Waarom parttimers dit jaar minder vakantiegeld kregen

woensdag, 10 september 2025 (12:05) - Salaris Vanmorgen

In dit artikel:

Parttimers krijgen in 2025 netto minder vakantiegeld en een lager nettoloon dan in 2024, vooral door aanpassingen in de loonbelastingtabellen en de heffingskortingen. Voorbeeldberekening: iemand die parttime werkt en bruto €1.000 per maand verdient heeft recht op 8% vakantiegeld (€960 bruto). In 2025 levert dat bruto vakantiegeld slechts €693 netto op; in 2024 was dat €906 netto — een verschil van €213 minder.

Belangrijkste oorzaken
- Schijventarief loonbelasting/premie volksverzekeringen (eerste schijf) is in 2025 licht gedaald van 36,97% naar 35,82%. Bij een bruto maandsalaris van €1.000 haalt de werknemer daar een klein voordeel uit van ongeveer €11,41 per maand.
- De algemene heffingskorting en de arbeidskorting zijn echter verlaagd. Voor een bruto maandsalaris van €1.000 bedraagt de algemene heffingskorting in 2025 €255,67 (was €280,17 in 2024) en de arbeidskorting €80,53 (was €89,08). De daling van die kortingen is groter dan het voordeel van het lagere tarief, waardoor het netto maandsalaris ongeveer €21,67 lager uitvalt dan in 2024.
- Voor vakantiegeld wordt de loonheffing berekend met de speciale ‘witte tabel bijzondere beloning’, waarbij naast het tarief ook een zogenoemd verrekeningspercentage van de loonheffingskorting wordt toegepast. Dat percentage is in 2025 voor een jaarloon van €12.960 (12×€1.000 + €960 vakantiegeld) -8,05%. Hierdoor wordt effectief 35,82% − 8,05% = 27,77% aan loonheffing op het bruto vakantiegeld ingehouden, oftewel €266,59. In 2024 was het unieke verrekeningspercentage veel lager (-31,43%), waardoor toen slechts 5,54% (36,97 − 31,43) werd ingehouden (€53,18). Het verschil in ingehouden loonheffing verklaart vrijwel geheel het verlies van €213 netto vakantiegeld in 2025.

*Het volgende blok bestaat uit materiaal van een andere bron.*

PR #4042, opened 2024-07-31
fix(ios): updated getLicense call to work with new syntax, and fixed spelling error (#4014)

### LINKED ISSUE #4041: [BUG]: getLicense() override doesn't work after refactor
### Version

6.4.3

iOS

### System Version

Any

Real device

### Architecture

Old architecture

### What happened?

We use the `getLicense()` override on the `drm` parameter to manipulate the licence request/response.

Recent refactor work has moved the top level `drm` parameter to inside the `source` parameter and deprecated the `drm` parameter.

When updating our code, we found that content wouldn't play.

On further investigation, we've found that the override isn't found if moved to the new location, and also the refactor of `onGetLicense()` in Video.tsx has removed the call to `setLicenseResultCmd` meaning a successful licence response is never processed - it's just sent to `setLicenseResultErrorCmd`.  There was also a spelling mistake in the refactor, causing the call to `setLicenseResultCmd` to always fail.

### Reproduction

repository link

### Reproduction

Attempt to play DRM protected content on iOS devices using the non-deprecated syntax.

EETVApps:
## Summary

Corrected the typo (lisence -> license), and updated the getLicense call to be allowed in either the top level drm parameter, or drm inside source parameter

### Motivation

Fix #4041  

## Test plan

Successful playback of DRM protected content on iOS device

### DIFF
--- a/src/Video.tsx
+++ b/src/Video.tsx
@@ -531,7 +531,7 @@ const Video = forwardRef<VideoRef, ReactVideoProps>(
             data.contentId,
             data.licenseUrl,
             data.loadedLicenseUrl,
-            );
+            )
           ).catch(() => {
             throw new Error('fetch error');
           });
--- a/src/Video.tsx
+++ b/src/Video.tsx
@@ -526,12 +526,13 @@ const Video = forwardRef<VideoRef, ReactVideoProps>(
             throw new Error('No spc received');
           }
           // Handles both scenarios, getLicenseOverride being a promise and not.
-          const license = await Promise.resolve(selectedDrm.getLicense(
-            data.spcBase64,
-            data.contentId,
-            data.licenseUrl,
-            data.loadedLicenseUrl,
-            )
+          const license = await Promise.resolve(
+            selectedDrm.getLicense(
+              data.spcBase64,
+              data.contentId,
+              data.licenseUrl,
+              data.loadedLicenseUrl,
+            ),
           ).catch(() => {
             throw new Error('fetch error');
           });
@@ -545,7 +546,7 @@ const Video = forwardRef<VideoRef, ReactVideoProps>(
               data.loadedLicenseUrl,
             );
           }
-        } catch (e) { 
+        } catch (e) {
           const msg = e instanceof Error ? e.message : 'fetch error';
           if (nativeRef.current) {
             NativeVideoManager.setLicenseResultErrorCmd(
--- a/src/Video.tsx
+++ b/src/Video.tsx
@@ -522,15 +522,22 @@ const Video = forwardRef<VideoRef, ReactVideoProps>(
         }
         const data = event.nativeEvent;
         try {
-          if (!data?.spcBase64) throw new Error('No spc received');
+          if (!data?.spcBase64) {
+            throw new Error('No spc received');
+          }
           // Handles both scenarios, getLicenseOverride being a promise and not.
           const license = await Promise.resolve(selectedDrm.getLicense(
             data.spcBase64,
             data.contentId,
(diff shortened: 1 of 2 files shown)


moskalakamil:
Hi, thanks for your PR! I think your pr title should be probably fix(ios) - not android, right?

src/Video.tsx
```diff
@@ -524,14 +525,24 @@ const Video = forwardRef<VideoRef, ReactVideoProps>(
...
+                NativeVideoManager.setLicenseResultCmd(
+                  getReactTag(nativeRef),
+                  license,
+                  data.loadedLicenseUrl,
+                );
+              }
+              return;
+            } else {
+              result = 'Empty license result';
+            }
```
YangJonghun:
```ts
            if (typeof license === 'string') {
              if (nativeRef.current) {
                NativeVideoManager.setLicenseResultCmd(
                  getReactTag(nativeRef),
                  license,
                  data.loadedLicenseUrl,
                );
              }
              return;
            } else {
              result = 'Empty license result';
            }
```
I'm not sure above change is really necessary.

EETVApps: Without it, setLicenseResultCmd() was never called - the licence is never imported, and therefore playback never starts

YangJonghun: https://github.com/TheWidlarzGroup/react-native-video/blob/master/src/Video.tsx#L541-L547
I think previous code seemed to work fine. Is it not called from above?

EETVApps: That's calling setLicenseResult**Error**Cmd() - i.e. indicating that the licence call failed.

YangJonghun: I get it! thank you👍

YangJonghun: nit;
I've rewrite some code to make it a bit improve readability. It's just suggestion. you don't have to apply it :) Thank you for contributing.
```ts
        try {
          if (!data?.spcBase64) throw new Error('No spc received');
          // Handles both scenarios, getLicenseOverride being a promise and not.
          const license = await Promise.resolve(selectedDrm.getLicense(
            data.spcBase64,
            data.contentId,
            data.licenseUrl,
            data.loadedLicenseUrl,
          )).catch(() => { throw new Error('fetch error') });
          if (typeof license !== 'string') throw Error('Empty license result')
          if (nativeRef.current) {
            NativeVideoManager.setLicenseResultCmd(
              getReactTag(nativeRef),
              license,
              data.loadedLicenseUrl,
            );
          }
        } catch (e) { 
          const msg = e instanceof Error ? e.message : 'fetch error'
          if (nativeRef.current) {
            NativeVideoManager.setLicenseResultErrorCmd(
              getReactTag(nativeRef),
              msg,
              data.loadedLicenseUrl,
            );
          }
        }
```

YangJonghun (approved):

freeboub (approved):

src/Video.tsx
```diff
@@ -512,41 +512,51 @@ const Video = forwardRef<VideoRef, ReactVideoProps>(
...
+          }
+          if (nativeRef.current) {
+            NativeVideoManager.setLicenseResultCmd(
+              getReactTag(nativeRef),
+              license,
+              data.loadedLicenseUrl,
+            );
+          }
+        } catch (e) { 
+          const msg = e instanceof Error ? e.message : 'fetch error';
```
freeboub, line 550: It would be better to avoid hard coded string here, but I approve anyway.
I don't think it exist better way to proceed
There is a lack of error code spec/management in the package...

KrzysztofMoch (approved):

Naverrekening en netto-effect over het jaar
De ingehouden loonheffing is een voorheffing op de inkomstenbelasting. Bij het genoemde jaarinkomen van €12.960 komt de uiteindelijke jaarplicht voor inkomstenbelasting en premie volksverzekeringen in 2025 uit op €356. Omdat er tijdens het jaar €526,63 is ingehouden (maandelijkse achteruitgang + vakantiegeldinhouding), levert de aangifte over 2025 vermoedelijk een teruggave op van ongeveer €171. Die aangifte moet de werknemer overigens zelf doen om dat terug te krijgen. Desondanks verandert dit niets aan het feit dat er per saldo een achteruitgang over het hele jaar is: in 2024 werd over hetzelfde inkomen geen inkomstenbelasting en premie volksverzekeringen betaald, waardoor er een nettoverlies van circa €356 over het jaar resteert.

Aannames en bron
De berekeningen gaan uit van een parttimer jonger dan de AOW‑leeftijd met toepassing van loonheffingskorting en van een tabelloon van €999. Het artikel is afkomstig uit de Kennisbank voor salarisprofessionals van 2Xplain.